Unfortunately, I didn’t inherit my father’s love of flying (which I have probably mentioned a time or two in this blog). If the truth be known, flying panics and terrorizes me like nothing else can. Also, for me, there’s that little inconvenience of a thing called airsickness. My father used to own a little orange and turquoise Cessna and I lost count as to how many times I threw up in that little airplane. My first question after learning we were about to go up, was, “Daddy, did you remember the barf bags?” He learned never to forget the airsickness bags when I was along. And you can bet, I just about always used them. Sometimes just the smell of the plane was enough to make me airsick. And after a few years, all I had to do was SEE that little Cessna from a far distance, and I could start heaving. My father used to tell me it was all in my head. I didn’t have a car in college and my dad would often fly up on Friday to bring me home for the weekend (yes, in the infamous orange and turquoise Cessna). Thankfully, for me, it was only about a 15 minute ride. He usually had a student along and I always enjoyed seeing my dad in “flight instructor mode.”

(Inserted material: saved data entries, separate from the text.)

PR #820, opened 2026-05-07
feat: batches can read their own writes and be rolled back

nrainhart:
## Description

Now that batched writes are not immediately visible globally until the batch is committed, it makes sense for batches to allow reading their own writes, and also be rolled back.

This makes the API of transactions and batches identical, so we can simplify the code a lot as a bonus.

### DIFF
--- a/.changeset/batch-rollback-and-reads.md
+++ b/.changeset/batch-rollback-and-reads.md
@@ -1,0 +1,5 @@
+---
+"jazz-tools": patch
+---
+
+Add rollback and scoped read support to explicit batches. `DirectBatch`/`DbDirectBatch` now expose `rollback()`, and batch handles can read their own local writes before commit through `DirectBatch.query(...)` and `DbDirectBatch.all(...)`/`one(...)`.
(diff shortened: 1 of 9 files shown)


gdorsi:
if a batch only reads and never writes, the code may still try to commit an empty batch that was never really created in storage.

Could you double-check if this is a real bug?

Repro flow:

- Use a real runtime Db, not the mocked tests.
- Call db.batch(async (batch) => ...).
- Inside the callback, call await batch.all(...) or await batch.one(...).
- Based on that result, return without calling insert, upsert, update, or delete.
- runInBatch auto-calls commit() after the callback resolves.
- commit() calls sealBatch(...).
- Rust seal_batch looks for a local batch record, but reads do not create one.
- It fails with a missing local batch record error instead of returning the callback result.

gdorsi (approved):
LGTM

nrainhart:
> Could you double-check if this is a real bug?

It is, thanks for catching this. Fixed in [`43d0992` (this PR)](https://github.com/garden-co/jazz/pull/820/commits/43d09924c5c9b95d9b9f22150298c223d4f07b51)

Another perk to having a father who was a pilot, was that my sisters and I got to meet and see some famous people. Some of the few I remember were Elvis Presley, Three Dog Night, Bobby Sherman, Jack Wild, Minnie Pearl, and President Jimmy Carter. I’m sure there were others.
I love being around older aviators who are around my dad’s age. I have always noticed they are some of the happiest people I know, especially when they get to share their knowledge and love of their passion, aviation. They are plain and simply a joy to be around. And they always seem to have funny stories. I enjoy talking and listening to them and just watching them from a distance. To me, they seem to exude happiness.
Hopefully, this time next year, my sisters and I will be returning to the Hall of Fame Gala to watch our late father get inducted into the Tennessee Aviation Hall of Fame. What an honor that would be! It’s all very exciting when I think about it. I’m keeping my fingers crossed. And if that doesn’t happen? Well… let’s just say, we’re bursting with pride over his nomination. My dad will always be my hero. ALWAYS. And nothing will EVER change that.